Words, Weights, Whatever

Wednesday, November 26, 2003



Around once a week the enormity of what I'm doing--becoming a full-time, published novelist--hits me and gets me down. Becoming a novelist is not like obtaining a college degree. The latter, at least, guarantees an end (the diploma) obtained by one's direct diligence efforts. No, getting published involves several other entire parties: the publishing industry and the readership.

Every writer, every author, every article, bluntly points to the publishing industries drive to meet the "bottom-line." As a business major, I can appreciate that. What erodes my confidence is there's nothing I can do about it: I can write an outstanding novel but the publisher can still reject it because someone else's MS has already been accepted/the company's line is booked (pun intended) for the next couple of years/Stephen King (or Nora Roberts or Michael Crichton or....) just raised their advance, etc.

And part of the bottom line is the readership.

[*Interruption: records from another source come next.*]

PR #28416, opened 2026-04-13
fix(core): Fix workflow-sdk validation for plain workflow objects

### LINKED ISSUE #28051: MCP update_workflow / validate_workflow fail with "builder.regenerateNodeIds is not a function"
**Environment**
- n8n Cloud version: 2.14.2
- MCP server endpoint: `https://[instance].app.n8n.cloud/mcp-server/http`
- Integration: Claude AI via MCP connector (Claude.ai)

**Description**

All three workflow modification tools exposed via the n8n MCP server fail consistently with the same internal error:

```
Failed to parse generated workflow code: builder.regenerateNodeIds is not a function
```

This affects:
- `validate_workflow`
- `update_workflow`
- `create_workflow_from_code`

The error occurs at the internal SDK parsing stage, before any workflow logic is evaluated. It is not related to the code format or content — the error reproduces with the most minimal possible input.

**Steps to Reproduce**

Call `validate_workflow` via MCP with the following minimal code:

```js
const myFlow = {
  name: "TEST",
  nodes: [
    {
      id: "sticky-test",
      name: "Test Note",
      type: "n8n-nodes-base.stickyNote",
      typeVersion: 1,
      position: [100, 100],
      parameters: { content: "Hello", height: 200, width: 300, color: 3 }
    }
  ],
  connections: {}
};
export default myFlow;
```

**Expected Result**
Workflow validates successfully and returns the parsed workflow JSON.

**Actual Result**
```json
{
  "valid": false,
  "errors": [
    "Failed to parse generated workflow code: builder.regenerateNodeIds is not a function"
  ]
}
```

**Additional Notes**
- The error is 100% reproducible across all code formats tested (with/without imports, with/without `export default`, plain objects, single nodes, multiple nodes)
- Tested before and after upgrading to v2.14.2 — bug persists
- Read-only MCP tools (`search_workflows`, `get_workflow_details`, `get_execution`) work correctly — only write tools are affected
- The `builder` object referenced in the error message appears to be missing the `regenerateNodeIds` method in the version of the Workflow SDK bundled with the MCP server

**Workaround**
None available via MCP. Workflow modifications must be done manually through the n8n UI.

MiloradFilipovic:
## Summary
- Extend `parseWorkflowCodeToBuilder` to support JSON workflow objects or throw a meaningful error otherwise.
- Introducing `WorkflowCodeParseError` error and using it's hints in MCP tool response to nudge MCP clients to use proper SDK syntax before retrying

**Context**: We had reports of users trying to call MCP tools that use this method by passing JSON instead of SDK code and getting cryptic errors (see attached community issue). My hunch is that this is caused by MCP clients not consulting SDK reference tool/resource and hallucinating the syntax when building workflows. This PR makes validation work with JSON objects but also, more importantly, gives hints on how to recover if parsing error is thrown.

Fixes ADO-5051
Fixes #28051

## Review / Merge checklist

- [ ] Tests included. 


packages/cli/src/modules/mcp/tools/workflow-builder/validate-workflow-code.tool.ts
```diff
@@ -104,9 +105,12 @@ export const createValidateWorkflowCodeTool = (
 			};
 			telemetry.track(USER_CALLED_MCP_TOOL_EVENT, telemetryPayload);
 
+			const hint = getSdkReferenceHint(error);
+
 			const output = {
 				valid: false,
 				errors: [errorMessage],
+				...(hint ? { hint } : {}),
```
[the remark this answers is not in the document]
MiloradFilipovic: Ah true, forgot about that

packages/@n8n/workflow-sdk/src/codegen/parse-workflow-code.ts
```diff
@@ -651,3 +652,33 @@ export function parseWorkflowCodeToBuilder(code: string): WorkflowBuilder {
...
+		result !== null &&
+		typeof (result as WorkflowBuilder).regenerateNodeIds === 'function'
+	) {
+		return result as WorkflowBuilder;
+	}
+
+	if (
+		typeof result === 'object' &&
+		result !== null &&
+		Array.isArray((result as Record<string, unknown>).nodes)
```
mutdmour: not sure why `as Record<string, unknown>` is needed?

packages/@n8n/workflow-sdk/src/codegen/parse-workflow-code.ts
```diff
@@ -651,3 +652,33 @@ export function parseWorkflowCodeToBuilder(code: string): WorkflowBuilder {
...
+	) {
+		return workflowFn.fromJSON(result as WorkflowJSON);
```
mutdmour: `as WorkflowJSON` is better set by a typeguard

if (isWorkflowJSON(result)) { reutrn workflowFn.fromJSON(result) }

packages/@n8n/workflow-sdk/src/codegen/parse-workflow-code.ts
```diff
@@ -651,3 +652,33 @@ export function parseWorkflowCodeToBuilder(code: string): WorkflowBuilder {
...
+ * - If the result is a plain object that looks like WorkflowJSON (has a `nodes` array), convert it via `workflow.fromJSON()`.
+ * - Otherwise, throw with a descriptive error.
+ */
+function asWorkflowBuilder(result: unknown): WorkflowBuilder {
+	if (
+		typeof result === 'object' &&
+		result !== null &&
+		typeof (result as WorkflowBuilder).regenerateNodeIds === 'function'
+	) {
+		return result as WorkflowBuilder;
```
mutdmour: better set as a typeguard `if (isWorkflowBuilder(result)) { return result }`

packages/@n8n/workflow-sdk/src/codegen/parse-workflow-code.ts
```diff
@@ -651,3 +652,33 @@ export function parseWorkflowCodeToBuilder(code: string): WorkflowBuilder {
...
+		typeof result === 'object' &&
+		result !== null &&
+		Array.isArray((result as Record<string, unknown>).nodes)
+	) {
+		return workflowFn.fromJSON(result as WorkflowJSON);
+	}
+
+	throw new SyntaxError(
+		'Code must export a workflow built with the workflow() SDK function, ' +
+			'or a valid workflow JSON object with a "nodes" array.',
```
mutdmour: Maybe the JSON note here is confusing for the agent. Better have it reach for the tool instead?

packages/@n8n/workflow-sdk/src/codegen/parse-workflow-code.ts
MiloradFilipovic: I don't think it is, will remove

packages/@n8n/workflow-sdk/src/codegen/parse-workflow-code.ts
MiloradFilipovic: Yeah, let's use same hint mechanism used for `WorkflowCodeParseError`

mutdmour (approved):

Various surveys show that the number one indicator determing the rise (and fall) of a novel is word-of-mouth. While knowing that drives me to do my best when I submit my MS and--once I'm published--I start marketing myself, I also realized (as a reader myself) the difficulty of enticing new readers to one's books.

I'm not putting any blame on either group. For me, it's all a matter of control (or the illusion of it). Specifically, the feeling that my efforts have some direct impact in my aspiration. Must be the American in me. (Also, just wanted to vent a bit.) Besides, these blues fade usually instantaneously. Why? For me, the reasons that I write in the first place: I actually enjoy it and the reassurance that, even if I never get anything published (which, of course, will never happen short of an accident), it wasn't due to lack of trying. And I have control over that.